Solar and storage technologies would possess a “mutually beneficial interaction” in the Capacity Market (CM) should renewables be introduced into the mechanism, National Grid has said.
However solar PV would stand to have an almost negligible role within the mechanism, and any solar projects seeking a CM contract would have to do so with a de-rating factor of between 1 and 2%.
The findings were unveiled within a consultation document that was unveiled by the Electricity System Operator yesterday, the starting block of a piece of work which could culminate in renewables being able to participate in CM auctions in the future.
While the introduction of renewables would require policy movement from both government and Ofgem, as the ESO it would be National Grid’s responsibility to facilitate the auctions and apply appropriate de-rating factors to projects seeking approval.
National Grid said that it had decided to apply an incremental Equivalent Firm Capacity calculation – defined as the precise amount of reliable firm capacity a resource can displace while maintaining the same level of risk on the system – which had resulted in de-rating factors for solar and both onshore and offshore wind.
The same methodology was used to determine the de-rating factors applied to battery storage projects of various durations last year.

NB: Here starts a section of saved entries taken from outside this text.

PR #119, opened 2020-01-30
Multicity endpoints

urshala:
* Refactoring of code so that the common endpoints could be shared between enforcement and operator endpoints
* Add current operator as owner of permitseries while creating permitseries
* Add endpoint to list enforcement domain to Operator API
* Add endpoint to CRUD permit to Operator API
* Add endpoint to activate/deactivate permitseries to Operator API
* Add endpoint to CRUD permitseries to Operator API
* Add domain field to parkings.

### DIFF
--- a/parkings/api/common_permit.py
+++ b/parkings/api/common_permit.py
@@ -101,6 +101,9 @@ class PermitViewSet(viewsets.ModelViewSet):
             kwargs['many'] = True
         return super().get_serializer(*args, **kwargs)
 
+    def get_queryset(self):
+        return super().get_queryset().filter(series__owner=self.request.user)
+
 
 class ActivePermitByExternalIdSerializer(PermitSerializer):
     class Meta(PermitSerializer.Meta):
--- a/parkings/api/common_permit.py
+++ b/parkings/api/common_permit.py
@@ -29,6 +29,9 @@ class PermitSeriesViewSet(CreateAndReadOnlyModelViewSet):
     queryset = PermitSeries.objects.all()
     serializer_class = PermitSeriesSerializer
 
+    def perform_create(self, serializer):
+        serializer.save(owner=self.request.user)
+
     @action(detail=True, methods=['post'])
     def activate(self, request, pk=None):
         with transaction.atomic():
--- a/parkings/api/common_permit.py
+++ b/parkings/api/common_permit.py
@@ -55,6 +55,9 @@ class PermitSeriesViewSet(CreateAndReadOnlyModelViewSet):
 
             return Response({'status': 'OK'})
 
+    def get_queryset(self):
+        return super().get_queryset().filter(owner=self.request.user)
+
 
 class PermitListSerializer(serializers.ListSerializer):
     def create(self, validated_data):
--- a/parkings/api/common_permit.py
+++ b/parkings/api/common_permit.py
@@ -1,0 +1,117 @@
+from django.db import transaction
+from django.utils.translation import gettext as _
+from django_filters.rest_framework import DjangoFilterBackend
+from rest_framework import mixins, permissions, serializers, viewsets
+from rest_framework.decorators import action
+from rest_framework.exceptions import NotFound
+from rest_framework.response import Response
+
+from ..models import EnforcementDomain, Permit, PermitSeries
+
+
+class PermitSeriesSerializer(serializers.ModelSerializer):
+    class Meta:
+        model = PermitSeries
+        fields = ['id', 'created_at', 'modified_at', 'active']
+        read_only_fields = fields
+
+
+class CreateAndReadOnlyModelViewSet(
+        mixins.CreateModelMixin,
+        mixins.RetrieveModelMixin,
+        mixins.ListModelMixin,
+        viewsets.GenericViewSet):
+    pass
+
+
+class PermitSeriesViewSet(CreateAndReadOnlyModelViewSet):
+    permission_classes = [permissions.IsAdminUser]
+    queryset = PermitSeries.objects.all()
+    serializer_class = PermitSeriesSerializer
+
+    @action(detail=True, methods=['post'])
+    def activate(self, request, pk=None):
+        with transaction.atomic():
+            obj_to_activate = self.get_object()
+            old_actives = self.queryset.filter(active=True)
+
+            if obj_to_activate.active and old_actives.count() == 1:
+                return Response({'status': 'No change'})
+
+            if not obj_to_activate.active:
+                obj_to_activate.active = True
+                obj_to_activate.save()
+
+            for obj in old_actives.exclude(pk=obj_to_activate.pk):
+                obj.active = False
+                obj.save()
+
+            prunable_series = PermitSeries.objects.prunable()
+            Permit.objects.filter(series__in=prunable_series).delete()
+            prunable_series.delete()
+
+            return Response({'status': 'OK'})
+
+
+class PermitListSerializer(serializers.ListSerializer):
+    def create(self, validated_data):
+        permits = [Permit(**item) for item in validated_data]
+        return Permit.objects.bulk_create(permits)
+
+
+class PermitSerializer(serializers.ModelSerializer):
+    class Meta:
+        list_serializer_class = PermitListSerializer
+        model = Permit
+        fields = [
+            'id',
+            'series',
+            'external_id',
+            'subjects',
+            'areas',
+        ]
+        read_only_fields = ['id']
+
+    def validate(self, attrs):
+        if self.instance is None:
+            if attrs.get('domain', None) is None:
+                attrs['domain'] = EnforcementDomain.get_default_domain()
+            instance = Permit(self.instance, **attrs)
+            instance.clean()
+        else:
+            instance = self.instance
+            for key in attrs:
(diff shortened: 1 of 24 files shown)


parkings/api/common_permit.py
```diff
@@ -15,6 +15,10 @@ class Meta:
         fields = ['id', 'created_at', 'modified_at', 'active']
         read_only_fields = fields
 
+    def validate(self, data):
+        data['owner'] = self.context['request'].user
```
suutari-ai: I think there should be some better place to do this, since the owner field should only be touched on creation, not on all validation. How about doing this in the `create` method?

parkings/api/operator/operator_permission.py
```diff
@@ -0,0 +1,22 @@
+from rest_framework import permissions
```
suutari-ai: Not related to this line, but since GitHub doesn't allow commenting the commit messages putting the comment here:
> Refactor OperatorApi permission
>
> Refactor OpertorAPI has_permission as this will be shared among
> other Operator endpoints too.

This commit is just moving the code, so the title would be more descriptive as "Move OperatorApiHasPermission to separate module" (or something similar). Just "Refactor something" doesn't really tell what kind of a refactoring it is (could be e.g. move, rename, split to pieces, combine from pieces, complete rewrite, reordering methods, etc.).

suutari-ai: Sorry, misread the code first. It wasn't just moving the class, but actually splitting out a base class from it. So a better title would be e.g. "Operator API: Split out common base class for permissions" or similar.

parkings/api/operator/urls.py
```diff
@@ -1,9 +1,25 @@
...
+from .enforcement_domain import EnforcementDomainView
 from .parking import OperatorAPIParkingViewSet
 
-router = DefaultRouter()
+
+class Router(DefaultRouter):
+    def get_urls(self):
+        urls = super().get_urls()
+        return urls + [
+            url(r"^enforcement_domain/$", EnforcementDomainView.as_view(), name="enforcement_domain")
```
suutari-ai: Use a ViewSet for this rather than a custom view. That would allow using a normal route.

parkings/api/operator/permit.py
```diff
@@ -0,0 +1,38 @@
...
+    class Meta(PermitSerializer.Meta):
+        fields = PermitSerializer.Meta.fields + ['domain']
+
+
+class FilterUserOwnedDomainPermitMixin():
+    def get_queryset(self):
+        return (
+            super()
+            .get_queryset()
+            .filter(domain__enforcer__user=self.request.user)
```
suutari-ai: Operators should see all their permits. It has nothing to do with enforcers.

You should filter based on the PermitSeries.owner field:
```python
qs = super().get_queryset()
return qs.filter(series__owner=self.request.user)
```

suutari-ai: Since the tests are passing. This also means that there is no good test coverage for cases like this, so they should probably be updated and some new tests added too.

suutari-ai: E.g. here's a couple test cases for this.

Test case 1:

1. Operator A creates a PermitSeries PS1 and permits P1 and P2 into it.
2. Operator B creates a PermitSeries PS2 and permits P3 and P4 into it.
3. Operator A fetches list of all permits. It should see exactly P1 and P2.
4. Operator B fetches list of all permits. It should see exactly P3 and P4.

Test case 2:

Setup: There is an operator A, an enforcement domains X and Y, and an enforcer E which is enforcing the X.
1. Operator A creates a PermitSeries PS1 and permits P1 and P2 into it, with P1.domain = X, P2.domain = Y and they are both for registration_number ABC-123.
2. Enforcer E creates a PermitSeries PS2 and permits P3 and P4 into it. *Note*: Happens through Enforcement API, so the domains are set automatically as P3.domain = P4.domain = X. Registration number for these too is ABC-123.
3. Operator A fetches list of all permits. It should see exactly P1 and P2.
4. Enforcer E fetches list of all permits through the permit management API (/enforcement/v1/permit/). It should see exactly P3 and P4. (The operator Permits are not listed here, because this endpoint is not meant for checking the permits, but for managing the enforcers own permits.)
5. (*Later* - when the checking endpoint is updated) Enforcer E fetches the list of valid parkings for ABC-123. The result should include data from permits P1, P3 and P4, but *not* P2, since it's for another domain.

parkings/tests/api/conftest.py
```diff
@@ -57,3 +57,13 @@ def operator_2_api_client(operator_2):
...
+
+
+@pytest.fixture
+def operator_enforcer(enforcer_factory, operator):
+    return enforcer_factory(user=operator.user)
+
+
+@pytest.fixture
+def operator_enforcer2(enforcer_factory, operator_2):
+    return enforcer_factory(user=operator_2.user)
```
suutari-ai: These two shouldn't be needed as there should be no operators that are also enforcers.

urshala:
@suutari-ai I have made the initial suggested changes. Please have a look it.

parkings/api/operator/permit.py
urshala: The second last test, number 4 is not included in this PR. I think it should belong to separate commit as we will be making changes to `EnforcementPermitViewSet`.

parkings/tests/api/operator/test_permit.py
```diff
@@ -0,0 +1,270 @@
...
+    assert obj.id == data['id']
+    assert obj.subjects == data['subjects']
+    assert obj.areas == data['areas']
+
+
+def test_operator_can_create_permit_with_valid_post_data(
+    operator_api_client, permit_series, enforcement_domain
+):
+    permit_data = _get_permit_data(permit_series)
+    permit_data.update(domain=enforcement_domain.id)
```
suutari-ai: The endpoint should take the **code** of the Enforcement Domain, not its id in the `domain` field. And since all operator permit endpoints will need the domain in the data, you could as well hard code it in `_get_permit_data` as `'domain': 'ED1',` or something similar (and make sure that the enforcement domain code is ED1).

parkings/api/operator/permit.py
```diff
@@ -0,0 +1,29 @@
...
+
+class DomainToCodeMixin():
+    def to_representation(self, instance):
+        representation = super().to_representation(instance)
+        representation.update(domain=instance.domain.code)
+        return representation
+
+
+class OperatorPermitSerializer(
+    DomainNotRequiredMixin,
```
suutari-ai: Domain should be required in the Operator API.

parkings/api/operator/permit.py
```diff
@@ -0,0 +1,29 @@
...
+class DomainNotRequiredMixin():
+    def __init__(self, *args, **kwargs):
+        super().__init__(*args, **kwargs)
+        self.fields['domain'].required = False
+
+
+class DomainToCodeMixin():
+    def to_representation(self, instance):
+        representation = super().to_representation(instance)
+        representation.update(domain=instance.domain.code)
```
suutari-ai: Use `SlugRelatedField` for the `domain` field so you don't have to do this conversion manually and it will handle the other way also. https://www.django-rest-framework.org/api-guide/relations/#slugrelatedfield

suutari-ai:
```python
class OperatorPermitSerializer(...):
    domain = serializers.SlugRelatedField(
        slug_field='code', queryset=EnforcementDomain.objects.all())
```

parkings/tests/api/operator/test_permit.py
```diff
@@ -0,0 +1,259 @@
...
+    operator_enforcer = enforcer_factory(user=operator.user)
+    permit_data = _get_permit_data(permit_series)
+    permit_data.update(domain=operator_enforcer.enforced_domain.code)
+
+    PermitArea.objects.create(
+        name='Kamppi',
+        identifier='A',
+        geom=area,
+        permitted_user=operator.user
+    )  # PermitArea with different domain compared to permit_data
```
suutari-ai: How can this PermitArea be created here without the domain?

parkings/tests/api/operator/test_permit.py
```diff
@@ -0,0 +1,259 @@
...
+
+    for each_area in permit_data['areas']:
+        each_area.update(area='A')
+
+    response = operator_api_client.post(list_url, data=permit_data)
+
+    assert response.json()['non_field_errors'] == [
+        'You can\'t create permit whose domain is different than areas\'s domain.'
```
suutari-ai: Hmm.. the permit area is looked up by the (domain, area identifier) pair, so it's not possible by definition to create a permit which references an area in a different domain. Either the pair (HKI, A) is a valid key for a permit area or it's not.

parkings/tests/api/operator/test_permit.py
urshala: The domain is populated while saving PermitArea in model.

suutari-ai: Hmm.. OK. domain shouldn't have a default value for those objects. The default for domain field is needed only for Parking objects. Gotta check that too.

Anyway, here, the domain should be specified.

suutari-ai:
Replaced by #123, #124, #125, and #126.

Those EFC calculations are crucial in determining the indicative de-rating factors for renewables and solar PV will be faced with de-rating factors of 1.17% for the T-1 2020/21 auction, 1.76% for the T-3 2022/23 auction, and 1.56% for the T-4 2023/24 auction.
However the ESO also produced some interesting datasets within its base case assumption, specifically guiding that the UK’s solar capacity is expected to reach 16.35GW by the 2023/24 delivery period.
National Grid is forecasting for 14.379GW by 2020/21 – corresponding to next year’s winter period, or November 2020. With the country’s PV capacity currently standing at just over 13GW, that would imply National Grid is forecasting around 1.2GW of new-build solar capacity to come online in the next 20 months.
Judged against BEIS’ forecasts for small-scale solar deployment without the feed-in and export tariffs, which stand as low as 50MW per quarter, the majority of that deployment would fall within the utility-scale category.